> [TASK ITEM]:
Your answer should hold every line of the records below that contains the string "existing".

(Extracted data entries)
PR #1308, opened 2026-06-13
fix(scripts_lib): support YAML sequence format in extract_ci_matrix_python_versions

### LINKED ISSUE #1284: Follow-up from #1189: 1 item(s) (core)
_Consolidated follow-up from implementation of #1189._

### extract_ci_matrix_python_versions misses YAML sequence format

hephaestus/validation/python_version.py:290-293 — _CI_MATRIX_PYTHON_RE only matches inline bracket lists (`python-version: ["3.10", "3.11"]`). GitHub Actions also supports multi-line YAML sequence format:

```yaml
python-version:
  - "3.10"
  - "3.11"
```

Sketch fix: after the bracket-list match fails, fall back to `re.findall(r'python-version:\s*\n(?:  - "?(\d+\.\d+)"?\n)+', content)` or parse the YAML with `yaml.safe_load`. This is public API (exported in `validation/__init__.py:105`) so callers may pass real workflow content from repos using sequence format.

---

mvillmow:
Fixes `extract_ci_matrix_python_versions` in `hephaestus/scripts_lib/check_python_version_consistency.py` to handle the multi-line YAML sequence format used by many GitHub Actions workflows:

```yaml
python-version:
  - "3.10"
  - "3.11"
```

Previously, only the inline bracket format was matched. When a workflow used the sequence format, `extract_ci_matrix_python_versions` silently returned `[]`, causing `check_ci_matrix_coverage` to short-circuit at its early-return guard (`:200-202`) and report OK despite having no data to compare against.

## Changes

- **`hephaestus/scripts_lib/check_python_version_consistency.py`**: Adds three compiled module-level constants (`_CI_MATRIX_BRACKET_RE`, `_CI_MATRIX_SEQUENCE_RE`, `_CI_VERSION_RE`) and rewrites `extract_ci_matrix_python_versions` with bracket-first / sequence-fallback logic. Both paths share `_CI_VERSION_RE` (DRY). `(?=\n|$)` lookahead in the sequence regex correctly handles the final list item whether or not a trailing newline follows.
- **`tests/unit/scripts_lib/test_check_python_version_consistency.py`**: Adds 7 new unit tests to `TestExtractCiMatrixPythonVersions` (double-quoted, unquoted, single-quoted, dedup+sort, bracket-precedence, 4-space-indent, no-trailing-newline) and 1 integration test to `TestCheckCiMatrixCoverage` verifying the sequence format propagates through the full coverage check.

Closes #1284

### DIFF
--- a/hephaestus/scripts_lib/check_python_version_consistency.py
+++ b/hephaestus/scripts_lib/check_python_version_consistency.py
@@ -14,6 +14,12 @@ from pathlib import Path
 
 from hephaestus.utils.helpers import get_repo_root as _get_repo_root
 
+_CI_MATRIX_BRACKET_RE = re.compile(r"python-version:\s*\[([^\]]+)\]")
+_CI_MATRIX_SEQUENCE_RE = re.compile(
+    r"python-version:\s*\n((?:[ \t]+-\s*[\"']?\d+\.\d+[\"']?(?=\n|$)\n?)+)"
+)
+_CI_VERSION_RE = re.compile(r'["\']?(\d+\.\d+)["\']?')
+
 
 def get_repo_root() -> Path:
     """Find repository root, anchored to this module's location.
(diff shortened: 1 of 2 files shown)


mvillmow (commented):
LGTM — correct sequence-format regex fallback with verified no-trailing-newline handling; 8 TDD tests cover all formats; fixes the real silent-skip in check_ci_matrix_coverage; no scope creep.

PR #1311, opened 2026-06-13
fix(github): guard GITHUB_REPOSITORY env read in severity_label.main()

### LINKED ISSUE #1300: Follow-up from #1210: 1 item(s) (core)
_Consolidated follow-up from implementation of #1210._

### hephaestus-label-severity --version crashes with KeyError when GITHUB_REPOSITORY unset

severity_label.py:145 does `os.environ["GITHUB_REPOSITORY"]` unconditionally. Running `hephaestus-label-severity --version` (or any invocation outside the workflow) without the env var raises `KeyError: 'GITHUB_REPOSITORY'` instead of printing the version and exiting. All other env reads use `.get()` with a fallback or are guarded by the `isdigit()` check. Fix: move the `repo = os.environ[...]` read below the `args = parser.parse_args(argv)` call that already handles `--help`/`--version` exits, or use `os.environ.get("GITHUB_REPOSITORY", "")` and validate it before use (mirroring the `ISSUE_NUMBER` pattern at line 146).

---

mvillmow:
Replace the bare `os.environ["GITHUB_REPOSITORY"]` at `severity_label.py:141`
with `os.environ.get("GITHUB_REPOSITORY", "")` plus an explicit validation
guard, so that invoking `hephaestus-label-severity` outside the workflow exits
cleanly with an error message instead of raising `KeyError`.  The guard mirrors
the existing `ISSUE_NUMBER` pattern immediately below it.

Two new unit tests cover the missing-var and malformed-var paths:
- `test_main_rejects_missing_github_repository`
- `test_main_rejects_malformed_github_repository`

Also fixes merge artefacts introduced when rebasing onto `1210-auto-impl`:
duplicate `## Console-Script Stability Tiers` section in `COMPATIBILITY.md`,
duplicate table rows, stale script count (47→48), and README/docs count drift.

Closes #1300

### DIFF
--- a/.github/ISSUE_TEMPLATE/bug_report.yml
+++ b/.github/ISSUE_TEMPLATE/bug_report.yml
@@ -42,3 +42,37 @@ body:
         - hephaestus: 0.3.0
     validations:
       required: false
+  - type: dropdown
+    id: severity
+    attributes:
+      label: Severity
+      description: >
+        How impactful is this? Selecting a value auto-applies the matching
+        `severity:*` label via the auto-label-severity workflow, feeding the
+        Epic-and-children planning pipeline (see docs/ROADMAP.md). Audit-section
+        tagging is handled by maintainers, not this form.
+      options:
+        - critical
+        - major
+        - minor
+        - nitpick
+    validations:
+      required: false
+  - type: input
+    id: parent_epic
+    attributes:
+      label: Parent Epic (optional)
+      description: >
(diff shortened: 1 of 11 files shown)


mvillmow (commented):
LGTM — #1300 delta (GITHUB_REPOSITORY guard + 2 tests) is correct, complete, idiomatic, and verified on disk; KeyError path eliminated.

PR #1312, opened 2026-06-13
docs(license-scan): document marker-excluded fallback path in module docstring

### LINKED ISSUE #1306: Follow-up from #1258: 1 item(s) (core)
_Consolidated follow-up from implementation of #1258._

### scan() docstring falsely says marker-excluded deps are skipped

scripts/check_license_compatibility.py:248-251: the docstring still reads 'Deps absent only because their marker excludes the current interpreter … are skipped with a note, not treated as a hole.' After PR #1304 this is false — they are now classified via STATIC_FALLBACK_LICENSES or exit(2). Stale docstring misleads future contributors adding new marker-excluded deps about the actual behaviour. Fix: update the docstring to describe the fallback-or-exit(2) path.

---

mvillmow:
The module-level `FAILS LOUDLY` block in `scripts/check_license_compatibility.py` omitted the marker-excluded dep case introduced by PR #1303. Contributors reading the top of the file had no indication that marker-excluded deps are classified via `FALLBACK_LICENSES` or exit 2 — the behavior only appeared in the `scan()` function docstring. This adds a fourth bullet to the module summary mirroring the existing `scan()` language.

No code change. Docstring-only.

Closes #1306

### DIFF
--- a/scripts/check_license_compatibility.py
+++ b/scripts/check_license_compatibility.py
@@ -15,6 +15,9 @@ FAILS LOUDLY (never silently passes):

> [SOLUTION]:
the existing `ISSUE_NUMBER` pattern immediately below it.
The module-level `FAILS LOUDLY` block in `scripts/check_license_compatibility.py` omitted the marker-excluded dep case introduced by PR #1303. Contributors reading the top of the file had no indication that marker-excluded deps are classified via `FALLBACK_LICENSES` or exit 2 — the behavior only appeared in the `scan()` function docstring. This adds a fourth bullet to the module summary mirroring the existing `scan()` language.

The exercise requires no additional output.